▼

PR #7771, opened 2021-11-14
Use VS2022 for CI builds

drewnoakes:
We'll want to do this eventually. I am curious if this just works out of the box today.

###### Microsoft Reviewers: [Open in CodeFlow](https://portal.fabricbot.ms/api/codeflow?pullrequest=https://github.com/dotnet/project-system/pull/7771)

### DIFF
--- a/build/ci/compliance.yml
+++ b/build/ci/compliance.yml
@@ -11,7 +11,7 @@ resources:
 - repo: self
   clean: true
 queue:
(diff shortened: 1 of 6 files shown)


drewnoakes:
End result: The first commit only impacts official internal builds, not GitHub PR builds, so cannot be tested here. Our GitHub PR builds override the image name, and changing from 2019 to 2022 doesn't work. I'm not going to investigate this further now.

▲
▼

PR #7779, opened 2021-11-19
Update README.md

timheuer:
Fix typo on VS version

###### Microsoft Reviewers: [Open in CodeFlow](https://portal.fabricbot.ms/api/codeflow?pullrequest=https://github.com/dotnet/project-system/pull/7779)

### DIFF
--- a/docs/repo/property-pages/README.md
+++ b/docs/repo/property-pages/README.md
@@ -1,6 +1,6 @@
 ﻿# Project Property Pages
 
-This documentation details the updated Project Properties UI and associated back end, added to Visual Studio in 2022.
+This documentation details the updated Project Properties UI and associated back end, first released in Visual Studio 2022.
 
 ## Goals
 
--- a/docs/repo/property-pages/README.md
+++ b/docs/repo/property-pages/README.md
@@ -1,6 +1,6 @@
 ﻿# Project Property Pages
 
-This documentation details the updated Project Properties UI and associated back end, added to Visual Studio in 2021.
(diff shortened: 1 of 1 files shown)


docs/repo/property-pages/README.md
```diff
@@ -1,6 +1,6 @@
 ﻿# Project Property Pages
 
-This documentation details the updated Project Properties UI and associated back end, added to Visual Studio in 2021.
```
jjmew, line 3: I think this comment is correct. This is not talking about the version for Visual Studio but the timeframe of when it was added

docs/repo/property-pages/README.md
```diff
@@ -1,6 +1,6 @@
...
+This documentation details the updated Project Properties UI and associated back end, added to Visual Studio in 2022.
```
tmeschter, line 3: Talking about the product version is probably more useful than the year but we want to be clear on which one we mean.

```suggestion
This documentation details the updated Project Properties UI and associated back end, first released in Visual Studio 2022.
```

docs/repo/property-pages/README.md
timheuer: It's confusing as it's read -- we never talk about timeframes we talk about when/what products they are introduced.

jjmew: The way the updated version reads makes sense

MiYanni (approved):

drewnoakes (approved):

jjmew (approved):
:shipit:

▲
▼

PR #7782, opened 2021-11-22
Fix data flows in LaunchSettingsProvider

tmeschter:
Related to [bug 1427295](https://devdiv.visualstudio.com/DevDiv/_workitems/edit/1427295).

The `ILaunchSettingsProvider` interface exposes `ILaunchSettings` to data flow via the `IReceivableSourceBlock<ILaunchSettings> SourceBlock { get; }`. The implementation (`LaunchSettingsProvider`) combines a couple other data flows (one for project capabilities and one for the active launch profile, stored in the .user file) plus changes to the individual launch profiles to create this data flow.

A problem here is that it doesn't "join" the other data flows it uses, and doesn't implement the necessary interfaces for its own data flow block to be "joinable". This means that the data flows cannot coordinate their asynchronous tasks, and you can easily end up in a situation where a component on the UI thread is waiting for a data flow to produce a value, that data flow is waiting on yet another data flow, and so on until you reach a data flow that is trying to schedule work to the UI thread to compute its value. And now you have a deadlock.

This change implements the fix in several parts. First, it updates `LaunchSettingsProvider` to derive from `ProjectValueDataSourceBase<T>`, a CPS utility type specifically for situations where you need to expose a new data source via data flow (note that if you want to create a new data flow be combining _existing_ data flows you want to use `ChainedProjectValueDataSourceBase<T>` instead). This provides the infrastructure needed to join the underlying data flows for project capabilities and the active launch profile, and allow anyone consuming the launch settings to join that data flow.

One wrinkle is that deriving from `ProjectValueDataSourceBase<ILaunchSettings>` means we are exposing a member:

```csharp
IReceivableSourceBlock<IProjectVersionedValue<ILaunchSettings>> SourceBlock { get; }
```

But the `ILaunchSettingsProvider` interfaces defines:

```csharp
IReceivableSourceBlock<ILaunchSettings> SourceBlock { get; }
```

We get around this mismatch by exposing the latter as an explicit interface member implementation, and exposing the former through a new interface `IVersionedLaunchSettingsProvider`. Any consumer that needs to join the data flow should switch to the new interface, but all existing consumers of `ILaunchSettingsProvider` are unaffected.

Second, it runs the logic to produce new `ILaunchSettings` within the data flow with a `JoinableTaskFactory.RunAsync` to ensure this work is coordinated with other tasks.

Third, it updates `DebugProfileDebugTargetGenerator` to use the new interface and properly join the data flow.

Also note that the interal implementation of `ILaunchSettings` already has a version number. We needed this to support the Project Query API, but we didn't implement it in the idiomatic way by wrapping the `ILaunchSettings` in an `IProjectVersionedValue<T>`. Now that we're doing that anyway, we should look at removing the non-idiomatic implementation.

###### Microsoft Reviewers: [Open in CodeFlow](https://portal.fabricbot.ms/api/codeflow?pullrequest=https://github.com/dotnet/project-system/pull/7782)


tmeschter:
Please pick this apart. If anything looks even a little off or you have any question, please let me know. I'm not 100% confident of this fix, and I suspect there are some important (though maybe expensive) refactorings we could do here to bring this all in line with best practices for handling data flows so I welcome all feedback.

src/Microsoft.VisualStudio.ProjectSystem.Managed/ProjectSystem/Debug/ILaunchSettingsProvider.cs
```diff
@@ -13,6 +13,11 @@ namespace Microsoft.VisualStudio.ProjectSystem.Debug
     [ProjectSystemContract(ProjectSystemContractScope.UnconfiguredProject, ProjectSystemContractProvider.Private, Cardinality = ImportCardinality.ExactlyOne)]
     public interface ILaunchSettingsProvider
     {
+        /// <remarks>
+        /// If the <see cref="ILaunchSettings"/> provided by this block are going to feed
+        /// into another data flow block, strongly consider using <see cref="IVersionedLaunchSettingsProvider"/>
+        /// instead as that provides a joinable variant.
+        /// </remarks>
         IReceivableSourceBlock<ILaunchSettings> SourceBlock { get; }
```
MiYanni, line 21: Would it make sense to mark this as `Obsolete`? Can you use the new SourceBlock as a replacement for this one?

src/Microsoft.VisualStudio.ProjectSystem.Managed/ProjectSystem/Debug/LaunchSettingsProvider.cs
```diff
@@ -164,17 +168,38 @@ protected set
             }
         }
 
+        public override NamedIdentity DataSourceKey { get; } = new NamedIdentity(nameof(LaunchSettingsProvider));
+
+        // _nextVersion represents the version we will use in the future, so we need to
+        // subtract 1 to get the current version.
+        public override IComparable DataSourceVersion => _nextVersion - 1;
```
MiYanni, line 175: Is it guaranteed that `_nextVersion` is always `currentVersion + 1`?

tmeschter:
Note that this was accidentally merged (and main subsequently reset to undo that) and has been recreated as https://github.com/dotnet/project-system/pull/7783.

▲

- _Task statement_: Which lines above hold the word "Managed"? Copy each of them.

- _Exercise response_:
src/Microsoft.VisualStudio.ProjectSystem.Managed/ProjectSystem/Debug/ILaunchSettingsProvider.cs
src/Microsoft.VisualStudio.ProjectSystem.Managed/ProjectSystem/Debug/LaunchSettingsProvider.cs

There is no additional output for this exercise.